虽然子弹的呼啸声在他耳边一擦而过,但他没有任何痛觉,等那阵子惊恐过去,自然也就恢复了正定,开始理智思考。
只是脸还哭的有些发红。
“看我刚刚拿到了什麽?”林普晃了晃从沃尔里身上薅下来的光脑,像是哄小孩一般。
威利骤然擡起头。
“想不想打给林森特?和他说两句话。”
威利点头,非常用力,然後就开始左一下右一下地擦自已的眼泪。
林普把光脑摊在他面前:“那你就和林森特说,这里的雄虫准备造反,是被雌虫强逼的,让他们尽快定位到我们的位置。”

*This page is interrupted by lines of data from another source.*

PR #169, opened 2017-07-31
Modify the ref option

### LINKED ISSUE #164: How to handle multiple manifests with the same ref.name
When the implementation of `create` or `unpack`, if according to the input ref, in the `index.json` can be found in a number of correspondence, this situation should be how to deal with? Is it supposed to handle all? Or deal with one? I was wondering if it should be added in the specification to increase the limit on `org.opencontainers.ref.name`?
cc/@opencontainers/image-tools-maintainers

q384566678:
Increase the search conditions, you can better retrieve descriptor.
Resolved when the search is not unique or non-existent.
cc/ @opencontainers/image-tools-maintainers 

Fixes #164

### DIFF
--- a/cmd/oci-image-tool/create.go
+++ b/cmd/oci-image-tool/create.go
@@ -31,7 +31,7 @@ var bundleTypes = []string{
 
 type bundleCmd struct {
 	typ      string // the type to bundle, can be empty string
-	ref      string
+	refs     []string
 	root     string
 	platform string
 }
@@ -43,9 +43,13 @@ func createHandle(context *cli.Context) error {
 
 	v := bundleCmd{
 		typ:      context.String("type"),
-		ref:      context.String("ref"),
+		refs:     context.StringSlice("ref"),
 		root:     context.String("rootfs"),
 		platform: context.String("platform"),
+	}
+
+	if len(v.refs) == 0 {
+		return fmt.Errorf("ref must be provided")
 	}
 
 	if v.typ == "" {
@@ -59,13 +63,13 @@ func createHandle(context *cli.Context) error {
 	var err error
 	switch v.typ {
 	case image.TypeImageLayout:
-		err = image.CreateRuntimeBundleLayout(context.Args()[0], context.Args()[1], v.ref, v.root, v.platform)
+		err = image.CreateRuntimeBundleLayout(context.Args()[0], context.Args()[1], v.root, v.platform, v.refs)
 
 	case image.TypeImageZip:
-		err = image.CreateRuntimeBundleZip(context.Args()[0], context.Args()[1], v.ref, v.root, v.platform)
+		err = image.CreateRuntimeBundleZip(context.Args()[0], context.Args()[1], v.root, v.platform, v.refs)
 
 	case image.TypeImage:
-		err = image.CreateRuntimeBundleFile(context.Args()[0], context.Args()[1], v.ref, v.root, v.platform)
+		err = image.CreateRuntimeBundleFile(context.Args()[0], context.Args()[1], v.root, v.platform, v.refs)
 
 	default:
 		err = fmt.Errorf("cannot create %q", v.typ)
@@ -87,10 +91,9 @@ var createCommand = cli.Command{
 				strings.Join(bundleTypes, ","),
 			),
 		},
-		cli.StringFlag{
+		cli.StringSliceFlag{
 			Name:  "ref",
-			Value: "v1.0",
-			Usage: "The ref pointing to the manifest of the OCI image. This must be present in the 'refs' subdirectory of the image.",
+			Usage: "A set of ref specify the search criteria for the validated reference, format is A=B. Only support 'name', 'platform.os' and 'digest' three cases.",
 		},
 		cli.StringFlag{
 			Name:  "rootfs",
--- a/image/descriptor.go
+++ b/image/descriptor.go
@@ -20,6 +20,7 @@ import (
 	"io"
 	"os"
 	"path/filepath"
+	"strings"
 
 	"github.com/opencontainers/image-spec/specs-go/v1"
 	"github.com/pkg/errors"
@@ -27,8 +28,30 @@ import (
 
 const indexPath = "index.json"
 
-func listReferences(w walker) (map[string]*v1.Descriptor, error) {
-	refs := make(map[string]*v1.Descriptor)
+func listReferences(w walker) ([]v1.Descriptor, error) {
+	var descs []v1.Descriptor
+	var index v1.Index
+
+	if err := w.walk(func(path string, info os.FileInfo, r io.Reader) error {
+		if info.IsDir() || filepath.Clean(path) != indexPath {
+			return nil
+		}
+
+		if err := json.NewDecoder(r).Decode(&index); err != nil {
+			return err
+		}
+		descs = index.Manifests
+
+		return nil
+	}); err != nil {
+		return nil, err
+	}
+
+	return descs, nil
+}
+
+func findDescriptor(w walker, names []string) ([]v1.Descriptor, error) {
+	var descs []v1.Descriptor
 	var index v1.Index
 
 	if err := w.walk(func(path string, info os.FileInfo, r io.Reader) error {
@@ -40,9 +63,34 @@ func listReferences(w walker) (map[string]*v1.Descriptor, error) {
 			return err
 		}
 
-		for i := 0; i < len(index.Manifests); i++ {
-			if index.Manifests[i].Annotations[v1.AnnotationRefName] != "" {
-				refs[index.Manifests[i].Annotations[v1.AnnotationRefName]] = &index.Manifests[i]
+		descs = index.Manifests
+		for _, name := range names {
+			argsParts := strings.Split(name, "=")
+			if len(argsParts) != 2 {
+				return fmt.Errorf("each ref must contain two parts")
+			}
+
+			switch argsParts[0] {
+			case "name":
+				for i := 0; i < len(descs); i++ {
+					if descs[i].Annotations[v1.AnnotationRefName] != argsParts[1] {
+						descs = append(descs[:i], descs[i+1:]...)
+					}
+				}
+			case "platform.os":
+				for i := 0; i < len(descs); i++ {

威利掰着手指头,一个一个记下来,然後拨通了林森特的号码。
“谁?什麽事?”
带了点冷漠的声音传来,林森特似乎非常忙碌,威利甚至还能听到翻阅纸张的声音。
“林森特……”威利鼻子一吸,又想哭了,但还是老老实实传达林普的话,“我们这些雄虫准备造反,有雌虫强迫,你快点来找我们。”
重感冒般的声音。
林森特听了半天,总觉得哪里熟悉,听到哭腔才意识到这是自家雄主。
“你……怎麽拿着沃尔里皇子的光脑?”
林森特敏锐的发现了华点。
他虽然和这些皇子不熟悉,但因为工作原因,每一个的光脑号码都登记在他的光脑中,有相关备注。
拿着沃尔里的光脑,难道是……被强迫了?
林森特刚才的冷漠全然消失不见,温柔的语气让威利更委屈了。
“我被抓了…他那拿枪打我啊……哇哇哇……”
林森特站起来,转了一圈之後,又强迫自已冷静下来:“雄主,先不要和他硬碰硬,你……先保护自已的安全为上,其他的……我都不介意。”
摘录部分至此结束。